Avrupa Birliği Komisyonu’nun “Türkiye 2007 İlerleme Raporu” 6 Kasım’da yayınlandı. Rapor, birçok yönü ile tartışıldı. Fakat tarım, gıda, hayvancılık ve balıkçılık gibi Türkiye’yi en çok zorlayacak konulara ilişkin bölümler pek gündeme gelmedi.
İlerleme Raporu’na göre Türkiye’nin, tarım, gıda, hayvancılık ve balıkçılık konusunda karnesi zayıflarla dolu.
Avrupa Birliği Genel Sekreterliği, tarafından yapılan gayri resmi tercümeye göre 2007 İlerleme Raporu’nda tarım, gıda ve balıkçılık konusundaki saptamaları özetle şöyle:
1- Tarım Kanunu çıkarıldı. Fakat, kanun gıda güvenliği ve tüketicilerle ilgili konulara daha az öncelik vermektedir.

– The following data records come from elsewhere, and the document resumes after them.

PR #1030, opened 2020-05-08
Ticket 1024 - Subscribe to alerts flow styling

### LINKED ISSUE #1024: Subscribe to alerts flow styling
Match/improve upon subscribe to alerts styling. PS. let's not forget about customColorTheme in this modal!

eyosef:
This PR styles the subscribe to alerts feature. Fixes #1024 

What it accomplishes;
- matches comps
- improved UI/UX - back/forward buttons, form validation

What it doesn't accomplish;
- pixel perfection (but it's close) - I noticed this feature leans on `display: block` on `PROD` so I implemented flex grid instead. Styled to align with comps closely

### DIFF
--- a/src/css/alertCarousel.scss
+++ b/src/css/alertCarousel.scss
@@ -34,8 +34,7 @@
     ul {
       display: grid;
       list-style: none;
-      grid-template-columns: 8rem 8rem;
-
+      grid-template-columns: 1.5fr 1.5fr;
       li {
         font-size: 0.875rem;
         font-weight: 400;
@@ -89,7 +88,6 @@
           appearance: none;
           padding: 0.75rem;
           padding-right: 2rem;
-          background-color: transparent;
           cursor: pointer;
           height: 2rem;
           width: auto;
--- a/src/css/alertCarousel.scss
+++ b/src/css/alertCarousel.scss
@@ -1,0 +1,5 @@
+@import './variables.scss';
+
+.alert-carousel-container {
+  display: flex;
+}
--- a/src/css/alertCarousel.scss
+++ b/src/css/alertCarousel.scss
@@ -2,4 +2,119 @@
 
 .alert-carousel-container {
   display: flex;
+
+  .orange-button {
+    &.custom {
+      width: 3rem;
+      font-weight: 400;
+    }
+
+    &.inactive {
+      opacity: 0.5;
+    }
+  }
+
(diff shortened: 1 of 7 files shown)


src/css/alertCarousel.scss
```diff
@@ -0,0 +1,123 @@
...
+
+    p {
+      font-weight: 400;
+      line-height: 1.7;
+    }
+
+    ul {
+      display: grid;
+      list-style: none;
+      grid-template-columns: 8rem 8rem;
```
vaidotasp: you actually can achieve the "place content in two equally sized columns that take up all space" like this `grid-template-columns: 1fr 1fr`

src/js/components/leftPanel/dataPanel/subscribeToAlerts/NameYourSubscription.tsx
```diff
@@ -36,35 +36,42 @@ const NameYourSubscription = (
...
+          </select>
+        </div>
+        <div className="buttons-wrapper">
+          <button
+            onClick={(): void => setPrevStep()}
+            className="orange-button custom esri-icon-left-arrow"
+          />
+          <button
+            onClick={(): void => setNextStep()}
+            disabled={subscriptionName.length ? false : true}
```
vaidotasp: do we need that ternary? `subscription.length should evaluate to boolean already? or am I missing some edge case?

vaidotasp (changes requested):
In addition to those two small things, let's make sure that subscription flow respects `customColorTheme` from the config. You can check out various other components that are listening to this for example `PrintReportButton.tsx`

src/js/components/leftPanel/dataPanel/subscribeToAlerts/NameYourSubscription.tsx
eyosef: `subscriptionName.length` would return `true` and disable the button when we need the button to only be disabled when `subscriptionName.length` is 0. I can refactor so it looks like this;

```typescript
          <button
            onClick={(): void => setNextStep()}
            disabled={subscriptionName.length === 0}
```

vaidotasp (changes requested):
can we make all buttons/icons in the flow respect customColorTheme? that seems to be in line with what is in prod right now.
image
image
image

vaidotasp (approved):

2- Tarım Kanunu ayrıca, desteği üretimle ilişkilendirerek tarım politikasının kilit aracı olarak tanımlamakta, Türkiye’yi reforma tabi tutulan Ortak Tarım Politikası’ndan oldukça uzaklaştırmaktadır.
3- Pozitif yönden söz konusu kanun tarım sektörünün modernizasyonunu ve rekabetçiliğini ele almakta, kırsal alanları bir öncelik haline getirmektedir.
4- Mevzuat uyumu yönünden ilerleme yeterli değildir.
5- Tarım ve Köyişleri Bakanlığı’nın (TKB) idare kapasitesi geliştirilmemiştir ve bu durum Avrupa Birliği tarafından finanse edilen birçok projenin uygulanmasını etkilemektedir.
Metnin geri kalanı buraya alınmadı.